Influence of coal rock on tight sandstone reservoirs in coal seam roofs: A case study of the lower jurassic in the Taibei sag, Turpan-Hami Basin, China

Abstract

After shale gas, coalbed methane and gas hydrate, coal measure gas has become an important new unconventional resource, for which exploration to depths of >3000 m are taking place in China. However, owing to unusual geological conditions and as yet inadequate exploration technology the current level of exploration is low. The acidic water medium in coal-bearing strata affects the diagenesis of adjacent tight sandstone reservoirs, thereby influencing reservoir quality. However, the current understanding of the impact mechanism of coal seams on neighboring tight reservoirs is insufficient, constraining the further exploration of coal measure gas. In order to reveal the influence of coal rock on a tight sandstone reservoir in its roof, we study the coal-bearing strata of the Xishanyao Formation in the Taibei Sag of the Turpan-Hami Basin using cast thin sections, physical property tests, XRD analysis, carbon and oxygen isotopes, high-pressure mercury intrusion and low-temperature N2 adsorption.
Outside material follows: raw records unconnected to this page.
PR #571, opened 2023-05-11
[video_player] Fix memory leak issue

xiaowei-guan:
OnVideoFrameDecoded callback may be received during destory MM player. So check is_initialized_ value when receive frame decoded callback.

### DIFF
--- a/packages/video_player/CHANGELOG.md
+++ b/packages/video_player/CHANGELOG.md
@@ -1,3 +1,7 @@
+## 2.4.6
+
+* Fix memory leak issue.
+
 ## 2.4.5
 
 * Update README with supported devices information.
--- a/packages/video_player/CHANGELOG.md
+++ b/packages/video_player/CHANGELOG.md
@@ -1,9 +1,6 @@
 ## 2.4.6
 
 * Fix memory leak issue.
-
-## NEXT
-
 * Increase the minimum Flutter version to 3.3.
 
 ## 2.4.5
--- a/packages/video_player/tizen/src/video_player.cc
+++ b/packages/video_player/tizen/src/video_player.cc
@@ -158,7 +158,19 @@ VideoPlayer::VideoPlayer(flutter::PluginRegistrar *plugin_registrar,
   SetUpEventChannel(plugin_registrar->messenger());
 }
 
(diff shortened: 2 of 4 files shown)


wanchao-xu (approved):
Looks good to me

packages/video_player/tizen/src/video_player.cc
```diff
@@ -158,7 +158,19 @@ VideoPlayer::VideoPlayer(flutter::PluginRegistrar *plugin_registrar,
   SetUpEventChannel(plugin_registrar->messenger());
 }
 
-VideoPlayer::~VideoPlayer() { Dispose(); }
+VideoPlayer::~VideoPlayer() {
```
swift-kim, line 161: Is it no longer necessary to call `Dispose` from the destructor? Should a similar thing be applied to video_player_videohole for consistency?

xiaowei-guan:
```cpp
std::optional<FlutterError> VideoPlayerTizenPlugin::Dispose(
    const TextureMessage &msg) {
  LOG_DEBUG("[VideoPlayerTizenPlugin] textureId: %ld", msg.texture_id());

  auto iter = players_.find(msg.texture_id());
  if (iter != players_.end()) {
    iter->second->Dispose();
    players_.erase(iter);
  }

  return std::nullopt;
}
```
we don't need call dispose int destructor,  will cause call dispose() twice.

haesik:
Can this PR solve the robot video player issue?

packages/video_player/CHANGELOG.md
```diff
@@ -1,3 +1,7 @@
+## 2.4.6
+
+* Fix memory leak issue.
+
 ## NEXT
 
 * Increase the minimum Flutter version to 3.3.
```
swift-kim, line 7:
```suggestion
## 2.4.6

* Fix a memory leak issue.
* Increase the minimum Flutter version to 3.3.
```

xiaowei-guan: ok

swift-kim (approved):

swift-kim:
Was @haesik's question answered?

xuelian-bai:
memory leak issue has been solve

The carbonate cement in the sandstone reservoir of the coal seam roof was formed by the decarboxylation of organic acid. The organic acid, containing CO2 generated by coal rock hydrocarbon generation, has modified the tight sandstone reservoir of the coal seam roof via dissolution. This has improved the physical properties and pore throat structure of the tight sandstone reservoir close to the coal-sandstone interface. The amount of improvement extends to about 2 m into the sandstone. During the upward transport of fluid, the pre-existing carbonate cement dissolves and then precipitates, which causes the CO2 generated by the organic acid decarboxylation to exchange carbon with the carbon isotopes in the pre-existing carbonate cement. Due to the slow upward diffusion rate and limited diffusion distance of the CO2-bearing fluids, the carbonate cement exhibits gradually heavier δ13CPDB values with increasing distance from the coal-sandstone interface.